I have the following table structure:
+----------+------------------------+------+-----+------------------------------------------+----------------+
| Field | Type | Null | Key | Default | Extra |
+----------+------------------------+------+-----+------------------------------------------+----------------+
| id | int(10) unsigned | NO | PRI | NULL | auto_increment |
| body | varchar(200) | NO | | Hey now! | |
| flags | int(10) unsigned | NO | | 0 | |
| views | int(10) unsigned | NO | | 1 | |
+----------+------------------------+------+-----+------------------------------------------+----------------+
and I want to select "only rows that have not been flagged more than 5% of their total views, and have been viewed at least 5 times."
Here is my query:
SELECT id,body
FROM tablename
WHERE id NOT IN (
SELECT id
FROM tablename
WHERE flags/views * 100 > 5.0
AND views > 5
ORDER BY id DESC
)
ORDER BY id DESC
LIMIT 6
I'm thinking that selecting "every single row that has been flagged more than 30% of total views" is going to be a ton of overhead, especially when the table grows to a very large number of rows. Could someone please help me optimize this?

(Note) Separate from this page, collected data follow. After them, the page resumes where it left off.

PR #1762, opened 2025-08-23
CSHARP-5500: Support auto encryption in unified tests

adelinowona:
This is the first of three PRs implementing support for text indexes with auto encryption. Most relevant spec tests have been synced and necessary changes in the unified test runner implemented. 

Note: The `maxWireVersion.json` spec test has been intentionally excluded because it requires MongoDB Server 4.0, which is no longer supported in our test matrix.

### DIFF
--- a/tests/MongoDB.Driver.Tests/UnifiedTestOperations/UnifiedTestRunner.cs
+++ b/tests/MongoDB.Driver.Tests/UnifiedTestOperations/UnifiedTestRunner.cs
@@ -193,24 +193,31 @@ namespace MongoDB.Driver.Tests.UnifiedTestOperations
 
                 var database = client.GetDatabase(databaseName).WithWriteConcern(WriteConcern.WMajority);
 
-                _logger.LogDebug("Dropping {0}", collectionName);
-                using var session = client.StartSession();
-                database.DropCollection(session, collectionName);
-
-                // https://github.com/mongodb/specifications/blob/master/source/unified-test-format/unified-test-format.md#why-are-enxcol_-collections-dropped
-                _logger.LogDebug("Dropping QE state collections for {0}", collectionName);
-                database.DropCollection(session, $"enxcol_.{collectionName}.esc");
-                database.DropCollection(session, $"enxcol_.{collectionName}.ecoc");
-
+                var createCollectionOptions = new CreateCollectionOptions();
                 if (dataItem.AsBsonDocument.Contains("createOptions"))
                 {
-                    var encryptedFields = dataItem["createOptions"]["encryptedFields"].AsBsonDocument;
-                    database.CreateCollection(session, collectionName, new CreateCollectionOptions { EncryptedFields = encryptedFields });
+                    var options = dataItem.AsBsonDocument["createOptions"].AsBsonDocument;
+                    foreach (var option in options)
+                    {
+                        switch (option.Name)
+                        {
+                            case "encryptedFields":
+                                createCollectionOptions.EncryptedFields = option.Value.AsBsonDocument;
+                                break;
+                            default:
+                                throw new FormatException($"Invalid createOptions argument name: '{option.Name}'.");
+                        }
+                    }
                 }
-                else
-                {
-                    database.CreateCollection(session, collectionName);
-                }
+
+                _logger.LogDebug("Dropping {0}", collectionName);
+                using var session = client.StartSession();
+
+                // For some QE spec tests we need to drop QE state collections (enxcol_.*.esc, enxcol_.*.ecoc).
+                // DropCollection with EncryptedFields automatically handles cleanup of those QE state collections
+                database.DropCollection(session, collectionName, new DropCollectionOptions { EncryptedFields = createCollectionOptions.EncryptedFields });
+
+                database.CreateCollection(session, collectionName, createCollectionOptions);
 
                 if (documents.Any())
                 {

I was also thinking of creating a "flag_score" column and just updating that each time something is flagged, that way I could just select on the flag_score column instead of doing the math within the select (and save myself the extra select query). Does that sound like a good approach? Thanks a bunch.
Edit: The other problem I was having is that if I simply do something like:
SELECT *
FROM tabelname
WHERE flags/views * 100 > 5.0
AND views > 5
ORDER BY id DESC
LIMIT 5
... if 4 out of the 5 posts have been flagged, it will only return 1 row! And I'd like the statement to return 5 rows.

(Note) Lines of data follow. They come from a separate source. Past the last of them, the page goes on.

PR #1764, opened 2025-08-27
Upgraded Snappier to 1.2.0 to let license compliance checks find its license

ffissore:
At the moment, the driver depends on [Snappier 1.0.0](https://www.nuget.org/packages/Snappier/1.0.0) which is probably badly annotated and doesn't provide a license identifier (though it provides a link to the license text)

This upgrade is to support automated license checks, which are required to ensure legal compliance.


ffissore:
Superseded by #1989

PR #1768, opened 2025-09-02
CSHARP-5664: Remove allocation in BsonClassMap.GetDiscriminatorConvention

BorisDog:


src/MongoDB.Bson/Serialization/BsonClassMap.cs
```diff
@@ -1329,21 +1329,26 @@ internal IDiscriminatorConvention GetDiscriminatorConvention()
...
-                            $"The discriminator element name cannot be {discriminatorConvention.ElementName} " +
-                            $"because it is already being used by the {fieldOrProperty} {conflictingMemberMap.MemberName} of type {_classType.FullName}");
-                    }
+                    EnsureNoMemberMapConflicts(discriminatorConvention.ElementName);
                 }
             }
 
             return discriminatorConvention;
 
+            void EnsureNoMemberMapConflicts(string elementName)
```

The math is not very expensive, so as long as you have less than, say, 100 000 entries, you can do it like this with no worry.
As suggested by yourself you can always cache the condition:
UPDATE tablename
SET is_over_30_percent = (flags/views * 100 > 5.0)
WHERE id='id_of_updated_entry'
which has the advantage that you can put an index on *is_over_30_percent* so the query takes no performance at all.
Remember to put a combined index on *id_of_updated_entry* and date and id so the index can be used for selecting and ordering (ORDER BY is expensive).